Below are records; count the lines in them that hold "have" and give only the count.

####################

PR #2674, opened 2020-03-12
Use auto-indexing in Giraffe

adamnovak:
This lets Giraffe work with just a FASTA and VCF, building the other indexes dynamically and saving them in sensible locations.

If it can't load an index, it will print a nice error instead of crashing and telling the user to file a vg bug.

All the old switches should still work, so most scripts shouldn't break. But if you have stray `.gg` files laying around that you didn't intend to use, they may now get used, instead of the GBWTGraph being built in memory. And if the GBWTGraph isn't on disk, it may now be saved next to the XG.

### DIFF
--- a/doc/asciidoc/man/vg-gaffe.adoc
+++ b/doc/asciidoc/man/vg-gaffe.adoc
@@ -12,29 +12,40 @@ vg-gaffe - map unpaired short reads using minimizers and gapless extension
 
 == Synopsis
 
-*vg gaffe* [_OPTION_] > output.gam
+*vg gaffe* [_OPTION_]... [_FASTA_ [_VCF_]] > output.gam
+
+== Arguments
+
+_FASTA_::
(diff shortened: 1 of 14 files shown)


jeizenga:
How much heavy lifting would it take to get these to work on map or mpmap?

adamnovak:
We'd need to hook up the GCSA index as one of the indexes that this knows how to make, but that shouldn't be hard because multiple tools (`index` and `msga`) already know how to make it.

Then we'd need to go through the mappers and make them use this system instead of whatever they're using to hold their graphs/indexes now. Plus anything where the behavior depends on the presence or absence of an index would need to change to have its own flag.

Maybe about a day for each?

jeizenga:
GCSA indexing could be difficult since in practice we need to use `vg prune` on complex graphs, and because we might want to include the PhaseUnfolder somehow too.

glennhickey:
From a usability perspective, I think we gain a lot more by pruning within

####################

* [Finished exercise]: 2